■ **Problem statement**:
I need the lines below from the one with "Inconsistent name of preCICE exports" down to the one with "in this regard" reproduced exactly, both ends included, and nothing else.

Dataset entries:
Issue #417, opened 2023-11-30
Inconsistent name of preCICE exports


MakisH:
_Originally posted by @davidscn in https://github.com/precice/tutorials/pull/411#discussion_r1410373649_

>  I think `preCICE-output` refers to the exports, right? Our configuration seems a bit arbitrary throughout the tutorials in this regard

---

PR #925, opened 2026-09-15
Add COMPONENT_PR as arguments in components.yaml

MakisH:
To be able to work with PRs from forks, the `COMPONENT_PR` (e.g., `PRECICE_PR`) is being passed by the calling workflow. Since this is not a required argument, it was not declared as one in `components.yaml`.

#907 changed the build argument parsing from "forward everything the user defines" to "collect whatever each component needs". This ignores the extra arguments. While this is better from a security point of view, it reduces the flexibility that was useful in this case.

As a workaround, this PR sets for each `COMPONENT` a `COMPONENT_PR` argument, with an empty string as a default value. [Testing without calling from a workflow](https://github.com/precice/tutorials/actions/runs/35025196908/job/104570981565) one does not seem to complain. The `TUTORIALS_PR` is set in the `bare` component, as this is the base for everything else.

■ **Solution**:
Inconsistent name of preCICE exports


MakisH:
_Originally posted by @davidscn in https://github.com/precice/tutorials/pull/411#discussion_r1410373649_

>  I think `preCICE-output` refers to the exports, right? Our configuration seems a bit arbitrary throughout the tutorials in this regard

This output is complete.